** What is required **
From the entries below, copy every line holding the word "could".

Collected data entries
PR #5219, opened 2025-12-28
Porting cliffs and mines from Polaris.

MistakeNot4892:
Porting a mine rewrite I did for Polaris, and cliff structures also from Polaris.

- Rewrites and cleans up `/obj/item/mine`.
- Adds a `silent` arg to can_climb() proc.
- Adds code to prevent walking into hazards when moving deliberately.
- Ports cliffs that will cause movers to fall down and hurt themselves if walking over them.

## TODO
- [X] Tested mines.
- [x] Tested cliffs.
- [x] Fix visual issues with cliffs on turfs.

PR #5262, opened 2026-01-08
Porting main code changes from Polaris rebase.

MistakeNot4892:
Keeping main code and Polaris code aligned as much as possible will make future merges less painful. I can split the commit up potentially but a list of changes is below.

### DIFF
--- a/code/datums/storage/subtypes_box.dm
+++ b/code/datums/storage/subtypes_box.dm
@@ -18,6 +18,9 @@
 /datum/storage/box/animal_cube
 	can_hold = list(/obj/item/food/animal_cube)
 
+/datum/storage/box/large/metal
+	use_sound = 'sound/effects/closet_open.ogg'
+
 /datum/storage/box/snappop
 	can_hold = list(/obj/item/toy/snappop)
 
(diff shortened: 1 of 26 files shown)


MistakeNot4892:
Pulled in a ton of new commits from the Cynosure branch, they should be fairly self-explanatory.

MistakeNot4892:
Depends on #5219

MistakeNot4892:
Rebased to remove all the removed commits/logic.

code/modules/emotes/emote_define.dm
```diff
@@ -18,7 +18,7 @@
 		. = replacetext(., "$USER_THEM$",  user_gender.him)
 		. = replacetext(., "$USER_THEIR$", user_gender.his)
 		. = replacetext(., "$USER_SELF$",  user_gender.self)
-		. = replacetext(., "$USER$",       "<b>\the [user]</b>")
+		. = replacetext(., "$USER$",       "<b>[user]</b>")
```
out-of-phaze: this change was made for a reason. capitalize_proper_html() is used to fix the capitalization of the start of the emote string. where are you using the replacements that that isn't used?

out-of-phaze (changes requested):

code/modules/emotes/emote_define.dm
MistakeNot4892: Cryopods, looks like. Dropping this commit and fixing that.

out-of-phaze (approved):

* * *

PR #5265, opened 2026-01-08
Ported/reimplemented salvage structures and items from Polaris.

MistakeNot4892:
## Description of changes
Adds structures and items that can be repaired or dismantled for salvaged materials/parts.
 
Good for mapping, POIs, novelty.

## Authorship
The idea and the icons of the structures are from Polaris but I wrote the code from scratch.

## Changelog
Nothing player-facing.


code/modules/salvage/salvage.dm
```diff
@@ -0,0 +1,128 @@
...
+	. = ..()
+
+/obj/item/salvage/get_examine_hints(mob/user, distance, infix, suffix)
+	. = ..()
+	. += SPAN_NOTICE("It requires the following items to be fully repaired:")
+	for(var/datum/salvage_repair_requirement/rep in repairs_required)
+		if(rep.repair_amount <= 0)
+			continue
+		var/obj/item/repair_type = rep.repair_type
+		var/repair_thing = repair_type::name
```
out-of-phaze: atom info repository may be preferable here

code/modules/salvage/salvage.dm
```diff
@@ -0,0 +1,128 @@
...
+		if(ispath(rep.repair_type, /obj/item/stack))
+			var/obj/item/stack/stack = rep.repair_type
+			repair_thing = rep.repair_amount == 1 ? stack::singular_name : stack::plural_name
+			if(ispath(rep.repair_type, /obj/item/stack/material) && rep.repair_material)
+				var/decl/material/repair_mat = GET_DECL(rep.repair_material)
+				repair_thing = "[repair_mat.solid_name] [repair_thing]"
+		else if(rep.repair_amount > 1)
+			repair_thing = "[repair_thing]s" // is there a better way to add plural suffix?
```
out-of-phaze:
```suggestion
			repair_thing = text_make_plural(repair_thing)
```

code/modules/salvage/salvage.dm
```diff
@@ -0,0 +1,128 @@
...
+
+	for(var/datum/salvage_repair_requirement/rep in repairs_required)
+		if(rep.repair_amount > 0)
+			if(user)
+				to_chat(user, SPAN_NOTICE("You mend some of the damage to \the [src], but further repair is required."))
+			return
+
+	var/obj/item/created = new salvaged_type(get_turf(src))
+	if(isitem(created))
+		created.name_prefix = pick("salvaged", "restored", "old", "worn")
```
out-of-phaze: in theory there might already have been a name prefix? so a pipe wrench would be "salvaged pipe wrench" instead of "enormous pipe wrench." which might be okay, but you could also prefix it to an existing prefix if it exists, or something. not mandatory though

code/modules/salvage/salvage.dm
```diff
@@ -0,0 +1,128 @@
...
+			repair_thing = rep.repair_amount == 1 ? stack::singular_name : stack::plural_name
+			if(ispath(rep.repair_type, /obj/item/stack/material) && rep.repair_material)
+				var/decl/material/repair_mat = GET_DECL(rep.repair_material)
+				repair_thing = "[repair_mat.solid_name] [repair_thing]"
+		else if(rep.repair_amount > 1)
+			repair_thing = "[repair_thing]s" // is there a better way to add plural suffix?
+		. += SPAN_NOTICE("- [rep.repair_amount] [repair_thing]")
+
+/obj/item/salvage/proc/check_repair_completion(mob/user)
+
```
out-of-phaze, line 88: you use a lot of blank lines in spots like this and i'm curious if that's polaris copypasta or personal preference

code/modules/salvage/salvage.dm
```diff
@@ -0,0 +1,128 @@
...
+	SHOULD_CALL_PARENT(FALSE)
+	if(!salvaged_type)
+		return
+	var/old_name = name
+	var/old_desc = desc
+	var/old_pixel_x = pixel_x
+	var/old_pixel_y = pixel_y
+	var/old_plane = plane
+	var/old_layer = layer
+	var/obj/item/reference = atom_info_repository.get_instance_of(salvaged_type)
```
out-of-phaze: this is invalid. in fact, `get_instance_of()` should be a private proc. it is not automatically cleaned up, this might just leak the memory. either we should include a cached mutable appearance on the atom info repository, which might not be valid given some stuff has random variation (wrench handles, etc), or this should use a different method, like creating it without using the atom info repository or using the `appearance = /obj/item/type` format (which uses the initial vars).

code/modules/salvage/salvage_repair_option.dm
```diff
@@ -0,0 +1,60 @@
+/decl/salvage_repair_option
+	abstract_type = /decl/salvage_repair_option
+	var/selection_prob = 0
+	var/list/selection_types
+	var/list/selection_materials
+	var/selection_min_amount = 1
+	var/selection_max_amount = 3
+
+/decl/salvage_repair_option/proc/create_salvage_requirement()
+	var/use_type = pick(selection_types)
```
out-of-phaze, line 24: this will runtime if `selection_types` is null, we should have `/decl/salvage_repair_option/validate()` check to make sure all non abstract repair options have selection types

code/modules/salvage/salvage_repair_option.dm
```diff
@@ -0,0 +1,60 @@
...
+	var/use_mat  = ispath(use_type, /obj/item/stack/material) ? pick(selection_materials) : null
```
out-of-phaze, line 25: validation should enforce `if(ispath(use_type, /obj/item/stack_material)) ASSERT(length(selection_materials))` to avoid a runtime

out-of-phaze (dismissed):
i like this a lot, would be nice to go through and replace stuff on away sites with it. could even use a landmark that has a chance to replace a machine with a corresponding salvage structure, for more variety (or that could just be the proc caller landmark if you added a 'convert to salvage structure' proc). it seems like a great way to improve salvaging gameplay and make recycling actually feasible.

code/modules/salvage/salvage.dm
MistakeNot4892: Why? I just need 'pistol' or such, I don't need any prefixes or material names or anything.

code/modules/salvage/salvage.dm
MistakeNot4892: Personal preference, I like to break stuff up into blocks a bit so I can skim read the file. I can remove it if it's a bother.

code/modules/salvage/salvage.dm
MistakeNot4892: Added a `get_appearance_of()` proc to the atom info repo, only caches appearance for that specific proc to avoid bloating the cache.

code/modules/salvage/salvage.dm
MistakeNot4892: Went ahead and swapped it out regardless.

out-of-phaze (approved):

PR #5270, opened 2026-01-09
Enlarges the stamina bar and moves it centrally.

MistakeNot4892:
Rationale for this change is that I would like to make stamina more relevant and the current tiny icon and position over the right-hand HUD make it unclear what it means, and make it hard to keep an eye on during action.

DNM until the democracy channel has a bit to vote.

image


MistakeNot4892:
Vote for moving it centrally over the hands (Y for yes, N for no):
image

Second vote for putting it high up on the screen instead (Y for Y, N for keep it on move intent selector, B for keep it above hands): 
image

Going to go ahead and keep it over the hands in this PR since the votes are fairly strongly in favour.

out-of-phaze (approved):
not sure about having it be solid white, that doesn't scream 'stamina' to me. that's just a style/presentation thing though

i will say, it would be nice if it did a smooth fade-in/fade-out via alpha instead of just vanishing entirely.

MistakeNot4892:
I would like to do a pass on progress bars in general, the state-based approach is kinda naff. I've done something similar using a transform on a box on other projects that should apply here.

...

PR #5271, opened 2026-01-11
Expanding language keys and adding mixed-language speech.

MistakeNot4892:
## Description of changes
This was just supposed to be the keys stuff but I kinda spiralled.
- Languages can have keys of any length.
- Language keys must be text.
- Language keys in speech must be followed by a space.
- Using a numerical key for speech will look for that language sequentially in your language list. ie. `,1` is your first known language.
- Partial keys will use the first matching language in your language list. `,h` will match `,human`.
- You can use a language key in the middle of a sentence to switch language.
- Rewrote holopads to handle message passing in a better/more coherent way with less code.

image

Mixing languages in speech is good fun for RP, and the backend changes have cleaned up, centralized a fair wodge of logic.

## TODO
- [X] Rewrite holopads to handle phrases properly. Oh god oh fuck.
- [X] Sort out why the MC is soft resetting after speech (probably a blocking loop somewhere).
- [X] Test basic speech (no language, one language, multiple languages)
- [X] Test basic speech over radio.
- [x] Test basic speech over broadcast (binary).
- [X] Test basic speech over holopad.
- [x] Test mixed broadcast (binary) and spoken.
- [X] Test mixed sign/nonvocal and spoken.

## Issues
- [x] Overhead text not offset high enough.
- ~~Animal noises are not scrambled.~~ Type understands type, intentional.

** Response for this exercise **
out-of-phaze: in theory there might already have been a name prefix? so a pipe wrench would be "salvaged pipe wrench" instead of "enormous pipe wrench." which might be okay, but you could also prefix it to an existing prefix if it exists, or something. not mandatory though
i like this a lot, would be nice to go through and replace stuff on away sites with it. could even use a landmark that has a chance to replace a machine with a corresponding salvage structure, for more variety (or that could just be the proc caller landmark if you added a 'convert to salvage structure' proc). it seems like a great way to improve salvaging gameplay and make recycling actually feasible.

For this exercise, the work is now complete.